Browser cache sizes are already too small to effectively cache things for one
origin for any significant amount of time, and when you try to introduce
cross-site caching you quickly run into a few issues.

The big one for fonts is that you very rarely include a WHOLE font in your
site, you generally include a subset of codes that you care about (if you are
targeting english speaking users, no need to include russian characters...).
But in addition to this, unless everyone everywhere agrees to load a specific
version, file encoding, file format, compression format, compression settings,
and more, the checksums will be so spread out as to be basically be useless.
While it's less of an issue with fonts vs something like .js files, it can
still be a problem.

And someone else already touched on the security issue, but to go into more
detail.

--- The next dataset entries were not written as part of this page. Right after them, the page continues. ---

PR #118, opened 2015-09-20
Clean up code in Dogma.Util.ASTNode

rrrene:
This cleans up some code to adhere to the style guide we are sometimes
referring to.

So this is just housekeeping.


lpil:
Thanks :)

Issue #117, opened 2015-09-20
Why are there functions called probably_X?


rrrene:
Is there a reason why the naming utility functions are named and coded so defensively?

https://github.com/lpil/dogma/blob/91981ea1b2a44b3f3660d88c172f099f507d86bd/lib/dogma/util/name.ex#L15

There might be a good reason for this, but seeing it I'm just thinking "can't we just ensure it's a snake_case name and call it that?"

lpil:
Because it doesn't really check if something is snake case or not, because I don't really know how I'd check that. Probably should make the name more sensible now.

rrrene:
I could refactor this into `snake_case?` and so on, I was just curious if you had any special reasons.

We should be able to check with certainty :wink:

lpil:
Go for it :)

rrrene:
Done. Closing this ticket in favor of the PR.

PR #119, opened 2015-09-20
Replace probably_* functions with decisivei ones

rrrene:
So probably_snake_case? becomes snake_case? and so on ...

Discussed here: https://github.com/lpil/dogma/issues/117

### DIFF
--- a/lib/dogma/documentation/formatters_list.ex
+++ b/lib/dogma/documentation/formatters_list.ex
@@ -5,7 +5,7 @@ defmodule Dogma.Documentation.FormattersList do
 
   alias Dogma.Formatter
 
-  @doc"""
+  @doc """
   Writes formatter documentation to `docs/formatters.md`.
   """
   def write! do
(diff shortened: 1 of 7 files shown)


lpil:
Thanks! :)

lpil:
Dogma seems to be failing now.

```
Inspecting 97 files.

.........................................................X.......................................

97 files, 1 error!

== test/dogma/script_sources_test.exs ==
54: VariableName: Variable names should be in snake_case
```

rrrene:
Yeah, it was, but not because of the `snake_case?` test. It was failing because the VariableName rule was not working correctly. 

Add this code to a test using the current master and it will pass:

    [
      %ScriptSource{some_field: someVariable}
    ] = anotherVar

The functionality in the Name module works correctly and I tried my best to fix the rule for now, but discovered deeper issues with the VariableName rule in the process. 

The most prominent one is that we stop to discover errors in an AST-Node when we find the first one (due to the use of `Enum.all?`). We also get wrong line numbers with the sample code above.

Maybe I will try to find a solution for this next week, but at least this PR should now be fixed.

lpil:
Thanks :)

Did you open an issue for this bug?

rrrene:
I opened an issue for it!

lpil:
Thanks

PR #121, opened 2015-09-23
Fix BarePipeChainStart for ranges

### LINKED ISSUE #120: BarePipeChainStart incorrectly fails for ranges
```elixir
0..14 |> Enum.map(fn n -> n * 2 end)
```

rrrene:
Fixes #120 (also adds a test to ensure it stays fixed ^_^)

### DIFF
--- a/lib/dogma/rule/bare_pipe_chain_start.ex
+++ b/lib/dogma/rule/bare_pipe_chain_start.ex
@@ -80,6 +80,10 @@ defmodule Dogma.Rule.BarePipeChainStart do
   defp function_line({:<<>>, _, _}),
   do: :ok
 
+  # exception for binaries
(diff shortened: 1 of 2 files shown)


lib/dogma/rule/bare_pipe_chain_start.ex
```diff
@@ -80,6 +80,10 @@ defmodule Dogma.Rule.BarePipeChainStart do
   defp function_line({:<<>>, _, _}),
   do: :ok
 
+  # exception for binaries
```
lpil: For binaries? :)

rrrene: Ahem ... yes? no? :sweat_smile:

lpil:
Thanks! :)

Issue #123, opened 2015-09-24
Formatters fail if Dogma is a dependency


rrrene:
I tried to add Dogma to another project (as a dependency) and get the following when I run the Mix task:

    $ mix dogma --format=json
    ** (UndefinedFunctionError) undefined function: Dogma.Mixfile.project/0 (module Dogma.Mixfile is not available)
        Dogma.Mixfile.project()
        lib/dogma/formatter/json.ex:70: Dogma.Formatter.JSON.metadata/0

At the very least, caching ANYTHING cross-origin lets any page you
load probe for things in your cache. To use a bit of an absurdist example, A
government website could try to load fonts used on a popular "terrorist"
website, and if it gets a cache hit, they can immediately be pretty sure you
have been on the site recently. The size of most caches, and the propensity
for people to clear their cache (or use private browsing) means that this only
gets more and more accurate.

It's one of those things that sounds like a great idea on the surface, but in
the end it would end up causing more issues than it solves. That being said, I
believe there is a proposal somewhere for a standard along these lines, but I
can't seem to find it any more.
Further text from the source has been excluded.